## EXERCISE
Scan the lines below for "opened"; report the number of lines that contain it, and only that.

## DATA TO EXAMINE
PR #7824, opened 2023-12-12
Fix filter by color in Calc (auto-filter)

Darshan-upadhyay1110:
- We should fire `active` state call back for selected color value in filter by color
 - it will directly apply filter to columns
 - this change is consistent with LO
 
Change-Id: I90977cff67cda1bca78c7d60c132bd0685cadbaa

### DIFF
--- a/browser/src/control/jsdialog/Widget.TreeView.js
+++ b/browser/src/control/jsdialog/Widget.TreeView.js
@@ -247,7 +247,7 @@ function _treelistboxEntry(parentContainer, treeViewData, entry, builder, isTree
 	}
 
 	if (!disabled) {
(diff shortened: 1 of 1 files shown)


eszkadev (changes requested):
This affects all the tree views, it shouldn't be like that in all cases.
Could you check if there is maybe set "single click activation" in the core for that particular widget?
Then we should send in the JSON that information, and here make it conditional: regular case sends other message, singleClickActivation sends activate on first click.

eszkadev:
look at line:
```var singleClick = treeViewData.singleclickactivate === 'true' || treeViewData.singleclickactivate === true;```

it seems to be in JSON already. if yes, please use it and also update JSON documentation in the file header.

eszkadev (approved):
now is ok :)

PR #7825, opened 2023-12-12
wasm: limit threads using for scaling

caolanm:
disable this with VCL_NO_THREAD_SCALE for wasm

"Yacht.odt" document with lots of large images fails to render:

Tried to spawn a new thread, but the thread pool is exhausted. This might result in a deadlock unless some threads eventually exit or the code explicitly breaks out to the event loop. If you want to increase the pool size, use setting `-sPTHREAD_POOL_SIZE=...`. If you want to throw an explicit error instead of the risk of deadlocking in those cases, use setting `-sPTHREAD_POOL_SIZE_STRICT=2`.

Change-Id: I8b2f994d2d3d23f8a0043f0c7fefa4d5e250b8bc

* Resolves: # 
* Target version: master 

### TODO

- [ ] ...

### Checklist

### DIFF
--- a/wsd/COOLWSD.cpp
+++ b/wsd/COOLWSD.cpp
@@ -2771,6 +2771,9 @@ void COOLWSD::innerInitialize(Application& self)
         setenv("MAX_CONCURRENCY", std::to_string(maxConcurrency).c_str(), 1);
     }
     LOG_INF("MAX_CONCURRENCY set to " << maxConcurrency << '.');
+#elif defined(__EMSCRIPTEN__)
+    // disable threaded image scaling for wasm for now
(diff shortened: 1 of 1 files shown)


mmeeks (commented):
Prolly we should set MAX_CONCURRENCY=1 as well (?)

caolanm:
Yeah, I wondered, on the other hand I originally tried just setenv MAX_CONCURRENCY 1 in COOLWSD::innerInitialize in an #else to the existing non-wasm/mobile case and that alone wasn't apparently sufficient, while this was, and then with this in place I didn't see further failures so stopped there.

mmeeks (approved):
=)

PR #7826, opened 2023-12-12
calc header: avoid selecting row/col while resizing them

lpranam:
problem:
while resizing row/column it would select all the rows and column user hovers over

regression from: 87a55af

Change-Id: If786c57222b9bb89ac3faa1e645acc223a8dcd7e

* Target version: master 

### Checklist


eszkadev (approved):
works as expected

## TASK SOLUTION
3